From the first line through the last, transcribe the listing word for word.

• **SUPPLIED RECORDS**:
>>
PR #1860, opened 2022-04-19
feat: User should not be able to change Jetstream StreamConfig

### LINKED ISSUE #1793: Jetstream - User should not be able to change Jetstream Stream settings if Sensor/EventSource are attached
Since there is just one Stream we can't allow the changing of the Stream Settings once EventSources and Sensors are already using it with the original stream settings.

---

juliev0:
Fixes #1793 

User should not be able to change Jetstream StreamConfig, since once it's been used the stream settings have been passed to Jetstream

Checklist:

### DIFF
--- a/controllers/eventbus/validate.go
+++ b/controllers/eventbus/validate.go
@@ -9,7 +9,7 @@ import (
 // ValidateEventBus accepts an EventBus and performs validation against it
 func ValidateEventBus(eb *v1alpha1.EventBus) error {
 	if eb.Spec.NATS == nil && eb.Spec.JetStream == nil {
-		return fmt.Errorf("invalid spec: either \"nats\" or \"jststream\" needs to be specified")
+		return fmt.Errorf("invalid spec: either \"nats\" or \"jetstream\" needs to be specified")
 	}
 	if x := eb.Spec.NATS; x != nil {
 		if x.Native != nil && x.Exotic != nil {
--- a/webhook/validator/eventbus.go
+++ b/webhook/validator/eventbus.go
@@ -33,6 +33,7 @@ func (eb *eventbus) ValidateCreate(ctx context.Context) *admissionv1.AdmissionRe
 	if err := eventbuscontroller.ValidateEventBus(eb.neweb); err != nil {
 		return DeniedResponse(err.Error())
 	}
+
 	return AllowedResponse()
 }
 
--- a/webhook/validator/eventbus.go
+++ b/webhook/validator/eventbus.go
@@ -2,7 +2,6 @@ package validator
 
 import (
 	"context"
-	"fmt"
 
 	admissionv1 "k8s.io/api/admission/v1"
 	"k8s.io/client-go/kubernetes"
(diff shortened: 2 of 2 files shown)


controllers/eventbus/validate.go
```diff
@@ -9,7 +9,7 @@ import (
 // ValidateEventBus accepts an EventBus and performs validation against it
 func ValidateEventBus(eb *v1alpha1.EventBus) error {
 	if eb.Spec.NATS == nil && eb.Spec.JetStream == nil {
-		return fmt.Errorf("invalid spec: either \"nats\" or \"jststream\" needs to be specified")
+		return fmt.Errorf("invalid spec: either \"nats\" or \"jetstream\" needs to be specified")
```
whynowy, line 12: 👍

webhook/validator/eventbus.go
```diff
@@ -64,7 +66,21 @@ func (eb *eventbus) ValidateUpdate(ctx context.Context) *admissionv1.AdmissionRe
 				return DeniedResponse("\"spec.nats.exotic.auth\" is immutable, can not be updated")
 			}
 		}
+	case eb.neweb.Spec.JetStream != nil:
+		if eb.oldeb.Spec.JetStream == nil {
+			return DeniedResponse("Can not change event bus implmementation")
```
whynowy, line 71: typo

whynowy (commented):
Anything else needs to be protected? e.g. pvc changed?

webhook/validator/eventbus.go
juliev0: not seeing the typo - where? This is the case that somebody used to have a "jetstream" section and now doesn't, right? (thus changing the eventbus) This is the same as the "nats" check above on line 49. Admittedly, the error message could be more specific.

whynowy: `implmementation`

juliev0: thanks. will fix in both spots

juliev0:
> Anything else needs to be protected? e.g. pvc changed?

@whynowy I noticed that if somebody does try to change the persistence setting Kubernetes doesn't allow that change to be made for StatefulSet. The Controller log says: “updates to statefulset spec for fields other than 'replicas', 'template', 'updateStrategy' and 'minReadySeconds' are forbidden".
<<
• **WRITTEN ANSWER**:
PR #1860, opened 2022-04-19
feat: User should not be able to change Jetstream StreamConfig

### LINKED ISSUE #1793: Jetstream - User should not be able to change Jetstream Stream settings if Sensor/EventSource are attached
Since there is just one Stream we can't allow the changing of the Stream Settings once EventSources and Sensors are already using it with the original stream settings.

---

juliev0:
Fixes #1793 

User should not be able to change Jetstream StreamConfig, since once it's been used the stream settings have been passed to Jetstream

Checklist:

### DIFF
--- a/controllers/eventbus/validate.go
+++ b/controllers/eventbus/validate.go
@@ -9,7 +9,7 @@ import (
 // ValidateEventBus accepts an EventBus and performs validation against it
 func ValidateEventBus(eb *v1alpha1.EventBus) error {
 	if eb.Spec.NATS == nil && eb.Spec.JetStream == nil {
-		return fmt.Errorf("invalid spec: either \"nats\" or \"jststream\" needs to be specified")
+		return fmt.Errorf("invalid spec: either \"nats\" or \"jetstream\" needs to be specified")
 	}
 	if x := eb.Spec.NATS; x != nil {
 		if x.Native != nil && x.Exotic != nil {
--- a/webhook/validator/eventbus.go
+++ b/webhook/validator/eventbus.go
@@ -33,6 +33,7 @@ func (eb *eventbus) ValidateCreate(ctx context.Context) *admissionv1.AdmissionRe
 	if err := eventbuscontroller.ValidateEventBus(eb.neweb); err != nil {
 		return DeniedResponse(err.Error())
 	}
+
 	return AllowedResponse()
 }
 
--- a/webhook/validator/eventbus.go
+++ b/webhook/validator/eventbus.go
@@ -2,7 +2,6 @@ package validator
 
 import (
 	"context"
-	"fmt"
 
 	admissionv1 "k8s.io/api/admission/v1"
 	"k8s.io/client-go/kubernetes"
(diff shortened: 2 of 2 files shown)


controllers/eventbus/validate.go
```diff
@@ -9,7 +9,7 @@ import (
 // ValidateEventBus accepts an EventBus and performs validation against it
 func ValidateEventBus(eb *v1alpha1.EventBus) error {
 	if eb.Spec.NATS == nil && eb.Spec.JetStream == nil {
-		return fmt.Errorf("invalid spec: either \"nats\" or \"jststream\" needs to be specified")
+		return fmt.Errorf("invalid spec: either \"nats\" or \"jetstream\" needs to be specified")
```
whynowy, line 12: 👍

webhook/validator/eventbus.go
```diff
@@ -64,7 +66,21 @@ func (eb *eventbus) ValidateUpdate(ctx context.Context) *admissionv1.AdmissionRe
 				return DeniedResponse("\"spec.nats.exotic.auth\" is immutable, can not be updated")
 			}
 		}
+	case eb.neweb.Spec.JetStream != nil:
+		if eb.oldeb.Spec.JetStream == nil {
+			return DeniedResponse("Can not change event bus implmementation")
```
whynowy, line 71: typo

whynowy (commented):
Anything else needs to be protected? e.g. pvc changed?

webhook/validator/eventbus.go
juliev0: not seeing the typo - where? This is the case that somebody used to have a "jetstream" section and now doesn't, right? (thus changing the eventbus) This is the same as the "nats" check above on line 49. Admittedly, the error message could be more specific.

whynowy: `implmementation`

juliev0: thanks. will fix in both spots

juliev0:
> Anything else needs to be protected? e.g. pvc changed?

@whynowy I noticed that if somebody does try to change the persistence setting Kubernetes doesn't allow that change to be made for StatefulSet. The Controller log says: “updates to statefulset spec for fields other than 'replicas', 'template', 'updateStrategy' and 'minReadySeconds' are forbidden".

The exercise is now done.